I’ve already mentioned how all the mumbo-jumbo about the power of Kane’s paintings was just another one of his metaphors taken to the extreme; the nature of art and its ability to transfigure everyone with whom it comes into contact, including the creator. He and I were probing into the real power of art; not only over the viewer, but over the artist. That was the real case I was working in Portrait, wasn’t it? We were probing less what is entailed in owning art but more what is involved in creating it. What determines artistic success, and what are artists willing to sacrifice for it?
There are no easy, trick answers to such questions. My author and I know what we think, but shocking as it seems, we want you to have an opinion, too. We don’t necessarily give a shit what that opinion is, but we want very much that you have it. Please remember we’re not writing ‘Which Way’ stories, here, where you, the reader, choose the path the story takes. Piss on that! Writing, like all art in general, isn’t democratic. Author dearest has definite ideas of where my next case, Blood Rituals, is heading, but it should be clear by now that I’m following his lead about as much as he’s following mine.

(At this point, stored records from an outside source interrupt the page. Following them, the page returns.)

PR #13827, opened 2020-11-02
cgroupfs-mount: fix symbolic link name

cobaltchang:
Fix the symbolic link name to /etc/rc.d/S01cgroupfs-mount.

Description:
The created symbolic link S1cgroupfs-mount will be executed after S10fstab.
Fix the START setting to ensure that cgroupfs-mount is executed at S01.

### DIFF
--- a/utils/cgroupfs-mount/Makefile
+++ b/utils/cgroupfs-mount/Makefile
@@ -1,7 +1,7 @@
 include $(TOPDIR)/rules.mk
 
 PKG_NAME:=cgroupfs-mount
-PKG_RELEASE:=1
+PKG_RELEASE:=2
 
 PKG_SOURCE_PROTO:=git
 PKG_SOURCE_URL:=https://github.com/tianon/$(PKG_NAME)
--- a/utils/cgroupfs-mount/files/cgroupfs-mount.init
+++ b/utils/cgroupfs-mount/files/cgroupfs-mount.init
@@ -1,6 +1,6 @@
 #!/bin/sh /etc/rc.common
 
-START=1
+START=01
 
 boot() {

If you want to influence something in a genuine way then influence the pandering imbeciles you entrust to elected office, influence the safety and cost of the food and products you buy at market, influence the nameless lobbyists and multinational conglomerates who daily hold you and whole nations hostage, and who, like the aforementioned magicians, dangle bright and shiny carrots in your face with one hand while they steal your lunch, if not your soul, with the other.
But leave my cases to me and the guy at the wheel. They’re hard enough to write as it is.